For each line below, check whether "lands" is present. Report how many lines have it, nothing else.

Stored data
____________________
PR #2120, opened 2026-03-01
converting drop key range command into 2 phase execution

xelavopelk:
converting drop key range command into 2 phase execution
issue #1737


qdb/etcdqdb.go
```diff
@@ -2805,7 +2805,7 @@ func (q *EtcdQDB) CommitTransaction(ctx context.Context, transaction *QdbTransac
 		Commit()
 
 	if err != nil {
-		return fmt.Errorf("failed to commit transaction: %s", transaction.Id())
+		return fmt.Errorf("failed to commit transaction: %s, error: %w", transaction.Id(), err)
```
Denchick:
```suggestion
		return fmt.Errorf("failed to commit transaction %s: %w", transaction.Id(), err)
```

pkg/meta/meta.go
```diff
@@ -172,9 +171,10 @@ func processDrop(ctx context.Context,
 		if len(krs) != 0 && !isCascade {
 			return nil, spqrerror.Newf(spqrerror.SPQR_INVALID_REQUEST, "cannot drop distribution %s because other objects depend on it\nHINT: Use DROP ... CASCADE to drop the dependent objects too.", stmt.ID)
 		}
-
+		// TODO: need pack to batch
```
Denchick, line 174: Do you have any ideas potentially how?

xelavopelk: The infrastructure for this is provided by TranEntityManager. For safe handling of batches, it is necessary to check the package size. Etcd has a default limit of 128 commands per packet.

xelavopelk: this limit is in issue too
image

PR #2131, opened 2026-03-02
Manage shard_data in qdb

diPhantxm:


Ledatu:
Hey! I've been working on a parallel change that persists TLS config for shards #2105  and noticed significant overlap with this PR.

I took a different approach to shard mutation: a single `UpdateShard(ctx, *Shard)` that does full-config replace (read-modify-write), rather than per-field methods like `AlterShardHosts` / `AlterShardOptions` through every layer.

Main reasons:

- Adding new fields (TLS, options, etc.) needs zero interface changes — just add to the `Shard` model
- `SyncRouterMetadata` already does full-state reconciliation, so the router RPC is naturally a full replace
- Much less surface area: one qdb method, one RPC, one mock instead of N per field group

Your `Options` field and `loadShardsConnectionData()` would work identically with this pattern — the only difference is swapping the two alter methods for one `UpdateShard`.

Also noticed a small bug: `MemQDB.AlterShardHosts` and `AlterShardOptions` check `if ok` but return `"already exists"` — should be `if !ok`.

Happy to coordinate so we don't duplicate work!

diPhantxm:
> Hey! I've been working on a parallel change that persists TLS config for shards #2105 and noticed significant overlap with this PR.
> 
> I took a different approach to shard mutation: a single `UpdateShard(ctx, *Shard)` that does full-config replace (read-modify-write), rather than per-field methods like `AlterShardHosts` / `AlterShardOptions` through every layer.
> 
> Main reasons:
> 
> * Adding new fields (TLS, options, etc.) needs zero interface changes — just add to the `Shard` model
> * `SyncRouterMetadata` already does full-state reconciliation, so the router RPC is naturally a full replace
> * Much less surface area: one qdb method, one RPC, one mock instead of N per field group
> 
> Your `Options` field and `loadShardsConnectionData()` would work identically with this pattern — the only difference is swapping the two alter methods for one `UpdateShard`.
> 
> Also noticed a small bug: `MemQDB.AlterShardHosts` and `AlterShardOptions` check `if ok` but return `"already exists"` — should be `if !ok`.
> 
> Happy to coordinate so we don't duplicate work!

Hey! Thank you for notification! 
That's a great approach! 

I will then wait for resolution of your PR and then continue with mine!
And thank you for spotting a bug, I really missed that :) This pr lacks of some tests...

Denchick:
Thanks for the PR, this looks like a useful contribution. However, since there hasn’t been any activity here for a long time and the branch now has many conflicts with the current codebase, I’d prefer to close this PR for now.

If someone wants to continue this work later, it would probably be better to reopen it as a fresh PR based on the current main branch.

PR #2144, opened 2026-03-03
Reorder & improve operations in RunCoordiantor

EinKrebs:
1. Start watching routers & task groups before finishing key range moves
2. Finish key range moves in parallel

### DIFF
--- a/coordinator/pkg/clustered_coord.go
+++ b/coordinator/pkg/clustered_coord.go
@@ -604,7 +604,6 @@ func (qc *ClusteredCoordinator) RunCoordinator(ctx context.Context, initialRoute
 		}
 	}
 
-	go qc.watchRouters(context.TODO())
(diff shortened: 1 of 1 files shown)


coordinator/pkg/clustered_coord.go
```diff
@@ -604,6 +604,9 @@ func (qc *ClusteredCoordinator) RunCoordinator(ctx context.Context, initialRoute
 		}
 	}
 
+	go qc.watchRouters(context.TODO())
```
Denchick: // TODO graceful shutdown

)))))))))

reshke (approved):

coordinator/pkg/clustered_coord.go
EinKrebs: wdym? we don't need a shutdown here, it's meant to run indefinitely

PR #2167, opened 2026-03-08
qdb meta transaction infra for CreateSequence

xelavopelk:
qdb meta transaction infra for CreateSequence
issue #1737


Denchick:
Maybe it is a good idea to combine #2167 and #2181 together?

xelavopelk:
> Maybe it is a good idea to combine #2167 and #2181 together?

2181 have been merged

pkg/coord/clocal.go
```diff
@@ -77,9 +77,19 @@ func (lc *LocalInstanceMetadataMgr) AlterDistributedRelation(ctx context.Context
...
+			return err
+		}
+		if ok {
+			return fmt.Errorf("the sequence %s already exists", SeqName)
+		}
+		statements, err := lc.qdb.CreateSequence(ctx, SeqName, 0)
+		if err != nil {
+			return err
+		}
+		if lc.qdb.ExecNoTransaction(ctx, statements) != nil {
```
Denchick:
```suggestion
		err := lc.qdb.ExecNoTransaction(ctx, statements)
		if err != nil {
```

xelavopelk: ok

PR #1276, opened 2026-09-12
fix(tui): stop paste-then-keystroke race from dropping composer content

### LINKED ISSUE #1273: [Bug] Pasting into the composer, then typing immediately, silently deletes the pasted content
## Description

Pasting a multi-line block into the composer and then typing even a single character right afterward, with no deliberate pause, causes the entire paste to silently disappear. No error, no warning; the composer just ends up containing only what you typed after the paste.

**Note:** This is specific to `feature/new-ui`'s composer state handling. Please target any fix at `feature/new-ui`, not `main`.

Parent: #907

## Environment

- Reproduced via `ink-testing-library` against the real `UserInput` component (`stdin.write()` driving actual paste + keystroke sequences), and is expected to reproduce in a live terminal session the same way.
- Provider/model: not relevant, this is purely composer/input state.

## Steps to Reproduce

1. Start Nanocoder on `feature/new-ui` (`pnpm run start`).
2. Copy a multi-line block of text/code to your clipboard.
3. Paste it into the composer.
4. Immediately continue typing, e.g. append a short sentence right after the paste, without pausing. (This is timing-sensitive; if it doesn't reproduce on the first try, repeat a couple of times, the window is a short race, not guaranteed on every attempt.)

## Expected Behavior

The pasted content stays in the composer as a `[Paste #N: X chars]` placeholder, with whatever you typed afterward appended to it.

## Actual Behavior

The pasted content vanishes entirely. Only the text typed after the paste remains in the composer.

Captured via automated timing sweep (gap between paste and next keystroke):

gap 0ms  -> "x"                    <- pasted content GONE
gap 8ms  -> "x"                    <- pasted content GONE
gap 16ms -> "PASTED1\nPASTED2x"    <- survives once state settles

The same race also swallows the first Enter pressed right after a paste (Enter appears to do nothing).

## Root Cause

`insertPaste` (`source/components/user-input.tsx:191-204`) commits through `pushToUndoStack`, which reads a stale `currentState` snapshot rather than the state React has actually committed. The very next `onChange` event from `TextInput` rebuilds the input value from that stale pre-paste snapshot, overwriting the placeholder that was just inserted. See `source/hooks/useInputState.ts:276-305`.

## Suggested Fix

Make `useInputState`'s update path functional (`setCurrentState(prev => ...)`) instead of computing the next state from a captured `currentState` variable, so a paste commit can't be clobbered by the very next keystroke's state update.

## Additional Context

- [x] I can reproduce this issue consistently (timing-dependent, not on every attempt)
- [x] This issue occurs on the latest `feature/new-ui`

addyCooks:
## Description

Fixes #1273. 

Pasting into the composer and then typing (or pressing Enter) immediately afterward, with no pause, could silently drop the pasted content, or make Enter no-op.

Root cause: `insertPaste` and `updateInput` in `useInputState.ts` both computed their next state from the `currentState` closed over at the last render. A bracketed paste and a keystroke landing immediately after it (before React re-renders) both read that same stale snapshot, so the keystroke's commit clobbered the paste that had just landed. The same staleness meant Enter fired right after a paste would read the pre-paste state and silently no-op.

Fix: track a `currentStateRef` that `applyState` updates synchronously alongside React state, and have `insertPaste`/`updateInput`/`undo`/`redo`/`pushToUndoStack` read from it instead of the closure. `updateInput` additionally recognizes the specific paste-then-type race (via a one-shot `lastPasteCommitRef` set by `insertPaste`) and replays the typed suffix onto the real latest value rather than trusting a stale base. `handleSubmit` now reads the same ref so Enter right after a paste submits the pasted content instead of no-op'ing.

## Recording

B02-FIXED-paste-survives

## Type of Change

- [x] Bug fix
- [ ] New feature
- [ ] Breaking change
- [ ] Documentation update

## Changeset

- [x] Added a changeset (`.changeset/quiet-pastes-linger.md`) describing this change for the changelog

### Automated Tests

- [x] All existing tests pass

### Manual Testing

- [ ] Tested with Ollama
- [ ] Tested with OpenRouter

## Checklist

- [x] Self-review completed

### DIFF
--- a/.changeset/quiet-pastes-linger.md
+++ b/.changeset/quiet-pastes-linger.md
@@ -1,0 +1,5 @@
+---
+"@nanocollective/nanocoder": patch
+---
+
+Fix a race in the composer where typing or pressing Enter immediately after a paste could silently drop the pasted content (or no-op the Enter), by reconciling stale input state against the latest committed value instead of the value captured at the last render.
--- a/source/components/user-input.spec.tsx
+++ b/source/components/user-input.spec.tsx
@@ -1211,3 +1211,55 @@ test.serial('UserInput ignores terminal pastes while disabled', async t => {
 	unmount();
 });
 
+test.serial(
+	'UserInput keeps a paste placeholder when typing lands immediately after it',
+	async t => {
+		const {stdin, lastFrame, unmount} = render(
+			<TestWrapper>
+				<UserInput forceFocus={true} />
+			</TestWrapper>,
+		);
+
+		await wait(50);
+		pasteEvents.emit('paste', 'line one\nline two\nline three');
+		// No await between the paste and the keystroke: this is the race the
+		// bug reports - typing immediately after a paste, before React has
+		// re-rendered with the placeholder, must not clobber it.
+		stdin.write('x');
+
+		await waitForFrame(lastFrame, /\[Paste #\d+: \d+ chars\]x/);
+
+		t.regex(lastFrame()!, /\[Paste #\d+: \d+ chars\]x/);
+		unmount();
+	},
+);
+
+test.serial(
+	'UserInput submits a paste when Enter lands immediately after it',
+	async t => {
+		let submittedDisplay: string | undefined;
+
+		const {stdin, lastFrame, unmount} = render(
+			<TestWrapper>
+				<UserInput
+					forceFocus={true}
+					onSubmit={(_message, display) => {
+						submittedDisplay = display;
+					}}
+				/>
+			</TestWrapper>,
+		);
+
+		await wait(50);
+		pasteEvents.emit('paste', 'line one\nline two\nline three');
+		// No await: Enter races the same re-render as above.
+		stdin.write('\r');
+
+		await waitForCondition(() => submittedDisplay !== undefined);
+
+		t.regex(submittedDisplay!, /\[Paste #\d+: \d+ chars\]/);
____________________
Response to the task:
2